負債を減らすための借入金・設備投資の返済期間を公認会計士が解説

投稿日:2019年05月12日

更新日:2023年03月17日

経営者が知っておくべき「利益とキャッシュの最大化」セミナー

この記事を読むのに必要な時間は約 9 分です。

資金繰りの第3の支出「負債の減少」に関して解説します。

誰でも負債は少なくしたいと思っています。しかし、この負債を減らしたいと思う心が要注意なのです。それは負債を減らすためにはキャッシュを支出しなければならないからです。実力以上に負債を減らすと、手持ちのキャッシュが少なくなります。最悪の場合には、負債と共にキャッシュも減ることで、資金ショートしてしまいます。

借入金返済の考え方

企業は、自社の実力に合った身分相応の借金の返済金額を計算することが出来ます。この金額を超えて返済するとキャッシュが減ってしまうのです。負債の代表格は借入金なので、まずは借入金の返済から見ていきましょう。
今からお話しすることはとっても大事なことですので、必ず根本から理解するようにしてください。
あなたの会社は1年間でいくらの借金を返さなければならないのか分かりますか?
これさえも分からないのであれば、経営者を辞めた方が良いですよ。

この「1年間に返さなければならない借金」は、貸借対照表の流動負債の中に「1年以内返済予定の長期借入金」として掲載されているはずです。
「え~っ?御社の貸借対照表には、1年以内返済予定の長期借入金の勘定科目が無い?」
あなたの会社の貸借対照表は財務諸表規則違反です。それよりもその貸借対照表は全く使い物になりません。貸借対照表を読めない会計事務所に作成してもらったのでしょうね。

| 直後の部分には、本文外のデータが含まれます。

PR #1064, opened 2026-04-15
feat(anthropic): short-name aliases for provider tool versions

kojiwakayama:
## Summary

Adds an alias map so callers can pass un-versioned Anthropic provider tool ids (\`anthropic.code_execution\`, \`anthropic.text_editor\`, etc.) and have the runtime forward the latest documented versioned type to the Messages API. Refs **B4** in #1051. Part of #1044. Stacked on #1063.

## Motivation

Anthropic provider tools are versioned with date stamps (e.g. \`code_execution_20260120\`, \`text_editor_20250728\`). Callers using veryfront-code today have to either pin the exact versioned id when registering provider tools or read the Anthropic docs every time a new version drops. \`@ai-sdk/anthropic\` papers over this with a short-name → versioned-name map. This PR ports the same convention.

## Aliases

| Short name | Latest versioned type |
|------------|----------------------|
| \`code_execution\` | \`code_execution_20260120\` |
| \`computer_use\` / \`computer\` | \`computer_20250124\` |
| \`text_editor\` | \`text_editor_20250728\` |
| \`bash\` | \`bash_20250124\` |
| \`memory\` | \`memory_20250818\` |
| \`web_search\` | \`web_search_20250305\` |
| \`web_fetch\` | \`web_fetch_20250910\` |

Versions chosen here are the latest documented as of 2026-04-15 — see https://docs.claude.com/en/docs/agents-and-tools/tool-use/overview.

## Backward compat

- **Already-versioned ids pass through verbatim.** \`anthropic.code_execution_20250522\` (an older but still-valid version) still produces \`type: \"code_execution_20250522\"\`. Detection is via \`/_\\d{8}\$/\` regex on the type string.
- **Unknown short names pass through unchanged.** \`anthropic.future_tool\` still produces \`type: \"future_tool\"\` so future tool releases work without code changes here.

## Testing

11 new test cases under \`describe(\"Anthropic provider tool version aliasing\")\`:

- 8 short-name → versioned-type mappings (one per alias entry)
- Pinned version pass-through (\`code_execution_20250522\`)
- Unknown short name pass-through (\`future_tool\`)
- Type extraction from outbound request body

All 1341 tests pass (16,375 steps in 23s). \`deno fmt --check\` + \`deno check\` clean.

## Version

Patch bump \`0.1.212 → 0.1.213\`.

## Test plan

- [x] \`deno test --no-check --allow-all src/provider/runtime-loader.test.ts\` — 99 steps pass
- [x] \`deno fmt --check\`
[...]

Issue #1051, opened 2026-04-14
Anthropic provider feature rollup (B1–B8): thinking guards, signatures, newer tools, MCP, container, citations


kojiwakayama:
## Summary

Rollup tracking Anthropic-only gaps from the provider capability audit (#1044). These are capabilities specific to Anthropic that don't have cross-provider counterparts, so they live here as a grouped to-do rather than as individual cross-provider issues.

## Checklist

- [ ] **B1 — Disable `temperature`/`topK`/`topP` when extended thinking is enabled.** Anthropic rejects the combination. Part of the thinking-support work in #1047 (cross-provider reasoning) but scoped to Anthropic specifically.
- [ ] **B2 — Thinking signature on multi-turn replay.** Extract `signature` from returned thinking blocks and echo them back on subsequent turns so Claude can continue reasoning. Part of #1047.
- [ ] **B3 — Redacted thinking block handling.** Parse and pass through `redacted_thinking` content blocks without erroring. Part of #1047.
- [ ] **B4 — Newer tool versions.** Expose `code_execution` (20250522 / 20250825 / 20260120), `computer_use`, `text_editor_20250728`, `bash_20250124`, `memory_20250818`. Currently only `web_search` / `web_fetch` are plumbed. See `@ai-sdk/anthropic`'s tool-name map for the full table.
- [ ] **B5 — Native MCP servers on Messages API requests.** Anthropic now supports MCP server definitions directly on the request. veryfront-code's MCP path is entirely client-side — we reload MCP sources into local tools and send them through `tools`. Passing Anthropic's native shape avoids the re-serialization hop.
- [ ] **B6 — `container` / agent skills field.** Anthropic's programmatic tool-calling + agent skills require a `container` field on the request. Not currently supported.
- [ ] **B7 — Citations streaming reconstruction.** `web_search` / `web_fetch` emit citation content blocks mid-stream with page ranges and source URLs. We parse the tool result but don't reconstruct citations. `@ai-sdk/anthropic` exposes them as source parts on the UI message stream.
- [ ] **B8 — `max_tokens + thinkingBudget` math + model-cap clamp.** Depends on #1043 (already shipped). Once request-side thinking lands in #1047, the math needs to add the budget and clamp the sum at the model max.

## Priority

[...]

PR #1065, opened 2026-04-15
feat(anthropic): native MCP server pass-through on Messages API

kojiwakayama:
## Summary

Adds an `mcpServers` option that forwards directly to Anthropic's native `mcp_servers` field on the Messages API request body. Refs **B5** in #1051. Part of #1044. Stacked on #1064.

## Motivation

Today veryfront-code's MCP path is entirely client-side: callers register MCP sources, the framework reloads each MCP source into local function tools, and those tools get sent through the existing `tools` field. This works but means every MCP turn pays the re-serialization cost and the framework can't take advantage of Anthropic's server-side MCP routing optimizations.

Anthropic now supports MCP server definitions directly on the Messages API request body — see [Anthropic MCP docs](https://docs.claude.com/en/api/agent-sdk/mcp). Passing the native shape gives callers a way to skip the re-serialization hop entirely.

## API

\`\`\`ts
mcpServers?: Array<Record<string, unknown>>;
\`\`\`

Each entry is forwarded with camelCase keys deep-converted to snake_case so the wire format matches Anthropic's expected shape:

| Caller passes (camelCase) | Wire format (snake_case) |
|---------------------------|--------------------------|
| \`authorizationToken\` | \`authorization_token\` |
| \`toolConfiguration\` | \`tool_configuration\` |
| \`toolConfiguration.allowedTools\` | \`tool_configuration.allowed_tools\` |

Added a new \`deepSnakeCase\` helper that walks nested objects and arrays (the existing \`toSnakeCaseRecord\` was shallow, used for provider tool args at the top level only).

**Beta header:** Anthropic gates MCP behind \`anthropic-beta: mcp-client-2025-04-04\`. Callers must set the header explicitly via the existing \`headers\` option — the runtime intentionally doesn't auto-set it because the beta token may rotate and we don't want to silently send stale ones.

## Testing

2 new test cases under \`describe(\"Anthropic native MCP server pass-through\")\`:

1. \`mcp_servers\` lands on the body with full deep snake_case conversion (verifies \`authorizationToken\` and nested \`toolConfiguration.allowedTools\` both convert correctly)
2. \`mcp_servers\` is omitted when the option is empty array OR unset (backward-compat check)

All 1341 tests pass (16,377 steps in 23s). \`deno fmt --check\` + \`deno check\` clean.

## Version

Patch bump \`0.1.213 → 0.1.214\`.

## Test plan

- [x] \`deno test --no-check --allow-all src/provider/runtime-loader.test.ts\` — 102 steps pass
- [x] \`deno fmt --check\`
- [x] \`deno check src/provider/runtime-loader.ts src/provider/runtime-loader.test.ts\`
- [x] Full suite via pre-push hook (1341 tests)

### DIFF
--- a/deno.json
+++ b/deno.json
@@ -1,6 +1,6 @@
 {
   "name": "veryfront",
-  "version": "0.1.209",
+  "version": "0.1.210",
   "license": "Apache-2.0",
   "nodeModulesDir": "auto",
   "exclude": [
--- a/deno.json
+++ b/deno.json
@@ -1,6 +1,6 @@
 {
   "name": "veryfront",
-  "version": "0.1.212",
+  "version": "0.1.213",
   "license": "Apache-2.0",
   "nodeModulesDir": "auto",
   "exclude": [
--- a/deno.json
+++ b/deno.json
@@ -1,6 +1,6 @@
 {
   "name": "veryfront",
-  "version": "0.1.206",
+  "version": "0.1.207",
   "license": "Apache-2.0",
   "nodeModulesDir": "auto",
   "exclude": [
--- a/deno.json
+++ b/deno.json
@@ -1,6 +1,6 @@
 {
   "name": "veryfront",
-  "version": "0.1.207",
+  "version": "0.1.208",
   "license": "Apache-2.0",
   "nodeModulesDir": "auto",
   "exclude": [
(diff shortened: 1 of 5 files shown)


kojiwakayama:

貸借対照表の流動負債のうち「1年以内返済予定の長期借入金」以外の資産負債が一定だとしても、この「1年以内返済予定の長期借入金」は証書借入として約定で決まっている金額を必ず返済しなければなりません。
つまり、この金額の分のキャッシュを確保していなければ、借入金の返済をすることができません。
借入金の返済財源は下記の算式で計算することができます。

返済財源 = 当期利益 + 減価償却費

資産・負債が一定という条件の下では、必ず当期利益の金額だけはキャッシュが増えます。そして、当期利益に加算されている減価償却費は、過去にすでに支払いが済んでいる建物や設備などの、各期に配分する計算上の経費なので、キャッシュの支払はありません。したがって、当期利益と減価償却費の合計額はキャッシュが増加する、と考えることができるわけです。
そして、この返済財源を全額「1年以内返済予定の長期借入金」の返済に充てても、資産も減少しませんし、負債も増えることがありません。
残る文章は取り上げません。